Aristotle: A Treatise on Government


What education is, and how children ought to be instructed, is what should be well known; for there are doubts concerning the business of it, as all people do not agree in those things they would have a child taught, both with respect to their improvement in virtue and a happy life: nor is it clear whether the object of it should be to improve the reason or rectify the morals. From the present mode of education we cannot determine with certainty to which men incline, whether to instruct a child in what will be useful to him in life; or what tends to virtue, and what is excellent: for all these things have their separate defenders.

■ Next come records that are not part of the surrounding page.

PR #394, opened 2026-01-20
feat: print python errors

erickcestari:
Sometimes, when I forget to use a virtual environment (venv) when trying to run a Python module, it looks like the fuzzing is working, but it's not.. Adding `PyErr_Print();` makes it clear that it's not working if the environment is not configured correctly.

### DIFF
--- a/modules/embit/module.cpp
+++ b/modules/embit/module.cpp
@@ -72,6 +72,7 @@ cleanup:
   Py_XDECREF(input_obj);
 
   if (PyErr_Occurred()) {
+    PyErr_Print();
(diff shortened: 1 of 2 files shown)


brunoerg:
> Sometimes, when I forget to use a virtual environment (venv) when trying to run a Python module, it looks like the fuzzing is working, but it's not.. 

It's because when you forget to use venv, you don't have the required libraries installed, right? Then it can't effectively run but you're not aware.

erickcestari:
> It's because when you forget to use venv, you don't have the required libraries installed, right? Then it can't effectively run but you're not aware.

Exactly

PR #395, opened 2026-01-20
build: improve Makefile dependency tracking and simplify build commands

erickcestari:
- Use proper file targets instead of phony cargo targets for incremental builds
- Simplify build commands: `make` now handles cargo builds automatically
- Add missing .PHONY declarations across all module Makefiles
- Fix tinyminiscript to use TINY_LIB_EXT variable consistently

### DIFF
--- a/.github/workflows/commit-by-commit-build.yml
+++ b/.github/workflows/commit-by-commit-build.yml
@@ -135,14 +135,14 @@ jobs:
         timeout-minutes: 5
         run: |
           rustup default nightly
-          cd modules/rustbitcoin && make cargo && make
+          cd modules/rustbitcoin && make
 
       - name: Build - rust-bitcoinkernel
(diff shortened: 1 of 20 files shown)


.github/workflows/commit-by-commit-build.yml
```diff
@@ -186,7 +186,7 @@ jobs:
         timeout-minutes: 5
         run: |
           rustup default nightly
-          cd modules/ldk && make cargo && make
```
brunoerg, line 189: It means that the `make` command will always call `cargo build`?

erickcestari: Yes!

brunoerg (approved):
code review ACK d039aa0241640da29b2279b31b6040f36425045b

PR #94, opened 2023-04-26
Fix markup on truth value

panchoh:
&lt;literal&gt; elemets get rendered, well, literally, on the static site.
See ¹ for the **devastating** effects.

Changed to native markdown style for proper rendering.

¹: https://danth.github.io/stylix/options/nixos.html#stylixhomemanagerintegrationfollowsystem

### DIFF
--- a/stylix/darwin/default.nix
+++ b/stylix/darwin/default.nix
@@ -15,7 +15,7 @@ in {
   options.stylix.homeManagerIntegration = {
     followSystem = lib.mkOption {
       description = lib.mdDoc ''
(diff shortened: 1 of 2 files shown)


panchoh:
I'm having second thoughts, since the literal element seems to be standard in the nix docs.
Maybe this should be fixed where the text is rendered as HTML?

danth (approved):
This change is correct, the documentation for Stylix was converted to Markdown fairly recently. `lib.mdDoc` means the following string should be in Markdown rather than DocBook.

Issue #89, opened 2023-04-23
stylix nixos module assumming home-manager useage in nixos


SomeGuyNamedMy:
I decided to change my config into two separate repositories and ran into this issue

output
```
error: The option `home-manager' does not exist. Definition values:
       - In `/nix/store/22z4n4mxs2vz3l3lg41dz3mgnq1d4wxs-source/flake.nix':
           {
             _type = "if";
             condition = false;
             content = {
               sharedModules = [
           ...
```
flake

As to virtue, there is no particular [1337b] in which they all agree: for as all do not equally esteem all virtues, it reasonably follows that they will not cultivate the same. It is evident that what is necessary ought to be taught to all: but that which is necessary for one is not necessary for all; for there ought to be a distinction between the employment of a freeman and a slave. The first of these should be taught everything useful which will not make those who know it mean. Every work is to be esteemed mean, and every art and every discipline which renders the body, the mind, or the understanding of freemen unfit for the habit and practice of virtue: for which reason all those arts which tend to deform the body are called mean, and all those employments which are exercised for gain; for they take off from the freedom of the mind and render it sordid. There are also some liberal arts which are not improper for freemen to apply to in a certain degree; but to endeavour to acquire a perfect skill in them is exposed to the faults I have just mentioned; for there is a great deal of difference in the reason for which any one does or learns anything: for it is not illiberal to engage in it for one's self, one's friend, or in the cause of virtue; while, at the same time, to do it for the sake of another may seem to be acting the part of a servant and a slave. The mode of instruction which now prevails seems to partake of both parts.